[Stored data]
-*-
PR #1877, opened 2019-05-25
[proposal] Eliminate bin/freqtrade

xmatthias:
## Summary
Remove the "binary" script we had and replace it with the "entrypoint" logic (which automatically generates an executable file in the installation folder).

## Quick changelog

- Remove bin/freqtrade helper file
- Rely on setuptools "entrypoint" feature
- All methods of execution i'm aware of still work `python -m freqtrade`, `freqtrade --help` `python freqtrade/main.py --help` ...

In the future, this method would allow us to specify more entry points (ft_download) for the download script, for example.

## caveats 
I'm putting this as proposal since it will break existing "linked" installations (installed with `pip install -e .`) with the following error:

```
  File ".../bin/freqtrade", line 6, in <module>
    with open(__file__) as f:
FileNotFoundError: [Errno 2] No such file or directory: '/home/xmatt/development/python/freqtrade/bin/freqtrade
```

### DIFF
--- a/bin/freqtrade
+++ b/bin/freqtrade
@@ -1,0 +1,13 @@
+#!/usr/bin/env python3
+
+import sys
+import warnings
+
+from freqtrade.main import main, set_loggers
+
+set_loggers()
+
+warnings.warn(
+    "Deprecated - To continue to run the bot like this, please run `pip install -e .` again.",
+    DeprecationWarning)
+main(sys.argv[1:])
--- a/bin/freqtrade
+++ b/bin/freqtrade
@@ -1,7 +1,0 @@
-#!/usr/bin/env python3
-
-import sys
-
-from freqtrade.main import main, set_loggers
-set_loggers()
-main(sys.argv[1:])
--- a/freqtrade/__main__.py
+++ b/freqtrade/__main__.py
@@ -6,9 +6,7 @@ To launch Freqtrade as a module
 > python -m freqtrade (with Python >= 3.6)
 """
 
-import sys
-
 from freqtrade import main
 
 if __name__ == '__main__':
-    main.main(sys.argv[1:])
+    main.main()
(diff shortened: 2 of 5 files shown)


hroff-1902:
> it will break existing "linked" installations (installed with `pip install -e .`) with the following error:
> 
> ```
>  Traceback (most recent call last):
>   File ".../bin/freqtrade", line 6, in <module>
>     with open(__file__) as f:
> FileNotFoundError: [Errno 2] No such file or directory: '/home/xmatt/development/python/freqtrade/bin/freqtrade
> ```

I cannot reproduce this, made `pip install -e .` and then `pip uninstall freqtrade` (after changing setup.py as in this PR) -- no error issued...

xmatthias:
you need to `pip install -e .` the develop (or master?) version, then change to this branch without issuing any "install" command (and run it with `freqtrade --help`).

If not installing again (which i tend to not do every time) the binary is not exchanged (which makes sense, if we think about it).
it's just a caveat i came across...

hroff-1902:
we could make this change in two steps, First, change the setup.py and leave bin/freqtrade for some time. Plus, add a message (noisy message, similar to sklearn deprecation) stating that users need to make `pip install -e .` again with current codebase. And only after some months delete bin/freqtrade then...

xmatthias:
that is a great idea! :+1:  Thanks, didn't think about that (my initial reaction was that the files will be conflicting, but that's not true).

hroff-1902:
Maybe the message should say in addition something like "The bin/freqtrade script is deprecated and will be removed in v.0.19" whenever that version is going to be released...
Rest seems to be ok for me 👍

hroff-1902:
^ Above (master branch) does not mean you should quickly move it into master. Just let this message be active for enough period of time in the master branch after it merged there...

PR #1879, opened 2019-05-25
Speed up startup time

xmatthias:
## Summary
Speeding up startup time. We don't need some dependencies (hyperopt) in certain situations. by avoiding loading unnecessary modules, both the memory profile and startup-time will improve.

## Quick changelog

- we don't need to load hyperopt (incl. skopt) dependency when running the bot in dry/live run
- we don't need backtest either in that case
- done the same for edge-cli for consistency
- Disables skopt `DeprecationWarning` unless hyperopt is run (since it's not loaded)
- Combine `setup_configuration()` method since it was almost identical.


hroff-1902:
Cool for the first look, will review it a bit later...

freqtrade/optimize/__init__.py
```diff
@@ -1,49 +1 @@
...
-import logging
-from datetime import datetime
-from typing import Dict, Tuple
-import operator
-
-import arrow
-from pandas import DataFrame
-
 from freqtrade.optimize.default_hyperopt import DefaultHyperOpts  # noqa: F401
-
```
hroff-1902: <s>If this file is really needed if it's almost empty?</s>
Aha, it's not empty in the next commit, forget it (reviewing here commit by commit, not the cumulative results...)

freqtrade/optimize/__init__.py
```diff
@@ -1 +1,99 @@
...
+
+    # Ensure we do not use Exchange credentials
+    config['exchange']['key'] = ''
+    config['exchange']['secret'] = ''
+
+    if method == RunMode.BACKTEST:
+        if config['stake_amount'] == constants.UNLIMITED_STAKE_AMOUNT:
+            raise DependencyException('stake amount could not be "%s" for backtesting' %
+                                      constants.UNLIMITED_STAKE_AMOUNT)
+
```
hroff-1902: Should not we change the stake_amount here to "unlimited" for backtesting (as exchange.key and exchange.secret are changed above to empty vals)? Editing the config every time for backtesting (and back for other activities) is now REALLY annoying... If so, log that the stake amount is changed for backtesting...

freqtrade/optimize/__init__.py
```diff
@@ -97,3 +97,19 @@ def start_hyperopt(args: Namespace) -> None:
         # TODO: return False here in order to help freqtrade to exit
         # with non-zero exit code...
         # Same in Edge and Backtesting start() functions.
+
+
+def start_edgecli(args: Namespace) -> None:
```
hroff-1902: why not start_edge()?
(and RunMode.EDGE i.o. RunMode.EDGECLI?)

xmatthias: well - the class (and file) are called EdgeCLI - to avoid confusion with Edge (in another namespace/package) - so that makes sense - and honestly, i just named it according to the class (but yes, using edge would make sense here).

freqtrade/optimize/__init__.py
xmatthias: well but what would you set it to? 0.1, 0.5, 1 or 20? 

Notice that the check is to *not* be unlimited (it raises an exception if it is Unlimited).

freqtrade/optimize/__init__.py
hroff-1902: I understand that don't like edge_cli in common. Or there should be hyperopt_cli and backtesting_cli  as well. But this is not for this PR...

LGTM 👍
-*-
§ **TASK BRIEF**
Copy every line above once more, precisely as it reads.

§ **TASK ANSWER**
PR #1877, opened 2019-05-25
[proposal] Eliminate bin/freqtrade

xmatthias:
## Summary
Remove the "binary" script we had and replace it with the "entrypoint" logic (which automatically generates an executable file in the installation folder).

## Quick changelog

- Remove bin/freqtrade helper file
- Rely on setuptools "entrypoint" feature
- All methods of execution i'm aware of still work `python -m freqtrade`, `freqtrade --help` `python freqtrade/main.py --help` ...

In the future, this method would allow us to specify more entry points (ft_download) for the download script, for example.

## caveats 
I'm putting this as proposal since it will break existing "linked" installations (installed with `pip install -e .`) with the following error:

```
  File ".../bin/freqtrade", line 6, in <module>
    with open(__file__) as f:
FileNotFoundError: [Errno 2] No such file or directory: '/home/xmatt/development/python/freqtrade/bin/freqtrade
```

### DIFF
--- a/bin/freqtrade
+++ b/bin/freqtrade
@@ -1,0 +1,13 @@
+#!/usr/bin/env python3
+
+import sys
+import warnings
+
+from freqtrade.main import main, set_loggers
+
+set_loggers()
+
+warnings.warn(
+    "Deprecated - To continue to run the bot like this, please run `pip install -e .` again.",
+    DeprecationWarning)
+main(sys.argv[1:])
--- a/bin/freqtrade
+++ b/bin/freqtrade
@@ -1,7 +1,0 @@
-#!/usr/bin/env python3
-
-import sys
-
-from freqtrade.main import main, set_loggers
-set_loggers()
-main(sys.argv[1:])
--- a/freqtrade/__main__.py
+++ b/freqtrade/__main__.py
@@ -6,9 +6,7 @@ To launch Freqtrade as a module
 > python -m freqtrade (with Python >= 3.6)
 """
 
-import sys
-
 from freqtrade import main
 
 if __name__ == '__main__':
-    main.main(sys.argv[1:])
+    main.main()
(diff shortened: 2 of 5 files shown)


hroff-1902:
> it will break existing "linked" installations (installed with `pip install -e .`) with the following error:
> 
> ```
>  Traceback (most recent call last):
>   File ".../bin/freqtrade", line 6, in <module>
>     with open(__file__) as f:
> FileNotFoundError: [Errno 2] No such file or directory: '/home/xmatt/development/python/freqtrade/bin/freqtrade
> ```

I cannot reproduce this, made `pip install -e .` and then `pip uninstall freqtrade` (after changing setup.py as in this PR) -- no error issued...

xmatthias:
you need to `pip install -e .` the develop (or master?) version, then change to this branch without issuing any "install" command (and run it with `freqtrade --help`).

If not installing again (which i tend to not do every time) the binary is not exchanged (which makes sense, if we think about it).
it's just a caveat i came across...

hroff-1902:
we could make this change in two steps, First, change the setup.py and leave bin/freqtrade for some time. Plus, add a message (noisy message, similar to sklearn deprecation) stating that users need to make `pip install -e .` again with current codebase. And only after some months delete bin/freqtrade then...

xmatthias:
that is a great idea! :+1:  Thanks, didn't think about that (my initial reaction was that the files will be conflicting, but that's not true).

hroff-1902:
Maybe the message should say in addition something like "The bin/freqtrade script is deprecated and will be removed in v.0.19" whenever that version is going to be released...
Rest seems to be ok for me 👍

hroff-1902:
^ Above (master branch) does not mean you should quickly move it into master. Just let this message be active for enough period of time in the master branch after it merged there...

PR #1879, opened 2019-05-25
Speed up startup time

xmatthias:
## Summary
Speeding up startup time. We don't need some dependencies (hyperopt) in certain situations. by avoiding loading unnecessary modules, both the memory profile and startup-time will improve.

## Quick changelog

- we don't need to load hyperopt (incl. skopt) dependency when running the bot in dry/live run
- we don't need backtest either in that case
- done the same for edge-cli for consistency
- Disables skopt `DeprecationWarning` unless hyperopt is run (since it's not loaded)
- Combine `setup_configuration()` method since it was almost identical.


hroff-1902:
Cool for the first look, will review it a bit later...

freqtrade/optimize/__init__.py
```diff
@@ -1,49 +1 @@
...
-import logging
-from datetime import datetime
-from typing import Dict, Tuple
-import operator
-
-import arrow
-from pandas import DataFrame
-
 from freqtrade.optimize.default_hyperopt import DefaultHyperOpts  # noqa: F401
-
```
hroff-1902: <s>If this file is really needed if it's almost empty?</s>
Aha, it's not empty in the next commit, forget it (reviewing here commit by commit, not the cumulative results...)

freqtrade/optimize/__init__.py
```diff
@@ -1 +1,99 @@
...
+
+    # Ensure we do not use Exchange credentials
+    config['exchange']['key'] = ''
+    config['exchange']['secret'] = ''
+
+    if method == RunMode.BACKTEST:
+        if config['stake_amount'] == constants.UNLIMITED_STAKE_AMOUNT:
+            raise DependencyException('stake amount could not be "%s" for backtesting' %
+                                      constants.UNLIMITED_STAKE_AMOUNT)
+
```
hroff-1902: Should not we change the stake_amount here to "unlimited" for backtesting (as exchange.key and exchange.secret are changed above to empty vals)? Editing the config every time for backtesting (and back for other activities) is now REALLY annoying... If so, log that the stake amount is changed for backtesting...

freqtrade/optimize/__init__.py
```diff
@@ -97,3 +97,19 @@ def start_hyperopt(args: Namespace) -> None:
         # TODO: return False here in order to help freqtrade to exit
         # with non-zero exit code...
         # Same in Edge and Backtesting start() functions.
+
+
+def start_edgecli(args: Namespace) -> None:
```
hroff-1902: why not start_edge()?
(and RunMode.EDGE i.o. RunMode.EDGECLI?)

xmatthias: well - the class (and file) are called EdgeCLI - to avoid confusion with Edge (in another namespace/package) - so that makes sense - and honestly, i just named it according to the class (but yes, using edge would make sense here).

freqtrade/optimize/__init__.py
xmatthias: well but what would you set it to? 0.1, 0.5, 1 or 20? 

Notice that the check is to *not* be unlimited (it raises an exception if it is Unlimited).

freqtrade/optimize/__init__.py
hroff-1902: I understand that don't like edge_cli in common. Or there should be hyperopt_cli and backtesting_cli  as well. But this is not for this PR...

LGTM 👍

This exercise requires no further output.